23.01.2026

POLITIQUE | Renforcer l'inclusion grâce à une loi-cadre sur la langue des signes

La Commission de la science, de l'éducation et de la culture du Conseil national (CSEC-N) a déposé une initiative parlementaire visant à créer une loi-cadre sur la langue des signes (26.404). Avec cette initiative, la commission souhaite reconnaître les langues des signes et renforcer l'inclusion linguistique.

Une reconnaissance attendue depuis longtemps

La demande de reconnaissance juridique des langues des signes n'est pas nouvelle. Il y a plus de trois ans, le Parlement avait déjà adopté une motion en ce sens.

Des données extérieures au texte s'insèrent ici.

PR #199, opened 2024-07-17
Sort up ROS parameters for filter chains

bjsowa:
Cherry picked from #195 

> * Explicitly declare all parameters , otherwise `get_parameter` won't work.
> * Remove unused parameters.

Le Conseil fédéral souhaitait réglementer l'utilisation des langues des signes dans la loi sur l'égalité pour les personnes en situation de handicap.

La CSEC-N demande désormais une loi distincte qui non seulement garantisse la reconnaissance juridique, mais prévoie également des mesures de promotion de l'égalité des personnes sourdes et malentendantes. Il s'agit par exemple de mesures visant à coordonner les professionnels dans le domaine des langues des signes et à améliorer les services d'interprétation sur le lieu de travail, dans le secteur de la santé ou pour la participation à la vie sociale.

Une loi distincte est judicieuse

ARTISET soutient l’orientation choisie par la CSEC-N, à savoir réglementer les langues des signes dans une loi distincte. Du point de vue des institutions sociales, la manière dont les mesures de promotion seront concrètement conçues sera déterminante. Dans un prochain temps, la CSEC-E se penchera sur cette question. Si elle approuve la position de sa commission sœur, cette dernière pourra commencer l’élaboration d’un projet de loi.